Sur place, aucune autorité n’a pointé du nez. Flics et pandores anti-émeute ont infesté le buisson. Les jeunes ont tenté une résistance. Barricades et jets de pierre contre gaz lacrymogène. Démunis et impuissants, les résidents ne pouvaient pas rivaliser, au point d’empêcher quoi que ce soit. Pendant que certains agents dispersaient les frustrés, les autres surveillaient la casse. Le bulldozer de Ibou Kourouma a cassé maison sur maison, au rythme des pleurs des occupants qui disent s’en remettre à Allah.
Aboubacar Soumah dit avoir perdu trois appartements pour 10 chambres au total. Orphelin, il y vivait avec sa mère et ses frères depuis 1980 et dit avoir tous les documents légaux. « Quand le ministère a coché les bâtiments, les agents ont recensés les occupants et non les bâtiments comme au temps de Lansana Conté. Je suis parti à la direction de l’Urbanisme et de l’habitat avec les documents, j’étais accompagné d’autres familles ici qui avaient des documents aussi. La directrice nous a demandé de les lui montrer. Nous on a occupé cette terre en tant que coutumier, mais on a des documents. Elle a regardé, c’était OK. Elle a dit de les garder qu’elle va remonter les informations au niveau du ministre de la Ville Ibrahima Kouroua. Depuis, on a eu aucune information, aucun agent ne s’est déplacé pour venir nous rencontrer ».

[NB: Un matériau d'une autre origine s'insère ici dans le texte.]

PR #227, opened 2023-09-12
test_examples uses ExampleRunner

michaelbenayoun:
- [x] Updates `ExampleRunner` to make it both usable for Neuron cache filling and testing examples
- [x] Updates the `tests/test_examples.py` file
    * It is possible to run "tiny" versions of the models by setting the following flag `RUN_TINY=1`. It will run the example with the same model except that it contains much less blocks.
    * Each model, for a given task, is tested on different sharding strategies: no sharding, ZeRO-1, TP, TP + ZeRO-1 (when it makes sense)
    * Each model has a defined "coverage" associated to it: low, middle, high. By setting the flag `COVERAGE` it is possible to run test a subset of the models. The coverage of a model is defined by its uniqueness. Ideally running `tests/test_examples.py` with `COVERAGE=high` should cover most of the use cases.
- [x] Checks that the training loss is decreasing
- [x] Test example workflow is now triggered manually 

In following PRs:

- Validation is fixed and performed, each evaluation score is compared to a reference value, either hardcoded manually or computed by running a similar training job with Transformers on GPU.
- Enable ZeRO-1 tests once #222 is merged.

### DIFF
--- a/optimum/neuron/utils/runner.py
+++ b/optimum/neuron/utils/runner.py
@@ -150,7 +150,7 @@ class ExampleRunner:
                 "--target_lang en",
                 "--pad_to_max_length",
                 "--prediction_loss_only",
-                {"t5": "--source_prefix 'Translate Romanian to Enligsh: '"},
+                {"t5": "--source_prefix 'Translate Romanian to English: '"},
             ],
         },
         "image-classification": {
--- a/optimum/neuron/utils/runner.py
+++ b/optimum/neuron/utils/runner.py
@@ -90,6 +90,22 @@ class Precision(str, Enum):
     bf16 = "bf16"
 
 
+def run_command_with_realtime_output(cmd: List[str]) -> Tuple[int, str]:
+    proc = subprocess.Popen(cmd, stdout=subprocess.PIPE, stderr=subprocess.STDOUT)
+    stdout = []
+    decoder = codecs.getincrementaldecoder("utf-8")()
+    while True:
+        output = proc.stdout.read(1)
+        output = decoder.decode(output)
+        if output == "" and proc.poll() is not None:
+            break
+        if output != "":
+            stdout.append(output)
+            print(output, end="")
+    stdout = "".join(stdout)
+    return proc.returncode, stdout
+
+
 class ExampleRunner:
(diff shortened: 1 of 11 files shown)


optimum/neuron/utils/runner.py
```diff
@@ -143,6 +150,7 @@ class ExampleRunner:
                 "--target_lang en",
                 "--pad_to_max_length",
                 "--prediction_loss_only",
+                {"t5": "--source_prefix 'Translate Romanian to Enligsh: '"},
```
dacorvo, line 153:
```suggestion
                {"t5": "--source_prefix 'Translate Romanian to English: '"},
```

tests/test_examples.py
```diff
@@ -41,18 +40,20 @@
...
 # Doing it this way to be able to use this file in tools.
 path_tests = Path(__file__).parent
 sys.path.insert(0, str(path_tests))
-from utils import MODELS_TO_TEST_MAPPING  # noqa: E402
+
+# T =  TypeVar("T")
+# TypeOrDictOfType = Union[T, Dict[str, T]]
+# class TypeOrDictOfType(Generic[T]):  # This is fine
+#     pass
+# TypeOrDictOfType[
```
dacorvo, line 56:
```suggestion
```

dacorvo (changes requested):

tests/test_examples.py
```diff
@@ -61,6 +62,126 @@
...
+        - none: The model cannot be parallelized, either for shape mismatch as in the partial case, or because the
+        tensor parallelism support for this model type has not been added.
+    """
+
+    FULL = "full"
+    PARTIAL = "partial"
+    NONE = "none"
+
+
+class Priority(str, Enum):
```
JingyaHuang, line 84: Isn't it coverage other than priority?

JingyaHuang (approved):
LGTM!! Would be great if we can have all green CIs from now!

dacorvo (approved):
LGTM !

tests/test_examples.py
michaelbenayoun: Renamed to coverage, thanks for the suggestion!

Le dédommagement proposé par le gouvernement ne conviendrait pas. Seulement 20 millions de francs glissants quel que soit le local. Sieur Soumah ne sait plus où donner de la tête : « Je ne dis que je n’ai pas confiance à ce gouvernement, mais à l’heure-là c’est la tricherie. On nous a proposé 20 millions, cela ne nous arrange pas. Et on a expliqué cela partout sur les médias, mais comme il n’y a pas de vérité dans notre pays. On ne sait pas comment le dire autrement au gouvernement. Et même si on le dit, le gouvernement ne va pas prendre en compte. Sinon Mathurin Bangoura est venu ici quand il avait la charge de l’assainissement, il est parti dire au Président qu’on ne doit pas déposer les ordures ici. C’est à cause de cela qu’on lui a retiré la gestion des ordures ». Maintenant qu’il n’a plus de toit ni aucun sou, sieur Soumah dit que si sa maman est intéressée par les 20 millions elle peut aller les prendre. Lui dit ne pas être intéressé. En attendant tout ce qu’il sait c’est qu’il « n’a rien et n’a pas où aller ».
Ces miséreux viennent gonfler la liste des victimes de déguerpissement de Kaporo, Kipé II et Dabondi. En 9 ans de gouvernance, l’Alpha gouvernance peine à trouver des logements sociaux, mais se plait à démolir les maisons que des pauvres personnes ont bâti brique après brique pendant des années, sans ménagement. Alors que le Code foncier oblige le gouvernement à dédommager à juste valeur ou à recaser d’abord avant de démolir. La devise de : toujours détruire, jamais construire est en marche. C’est plus aisé.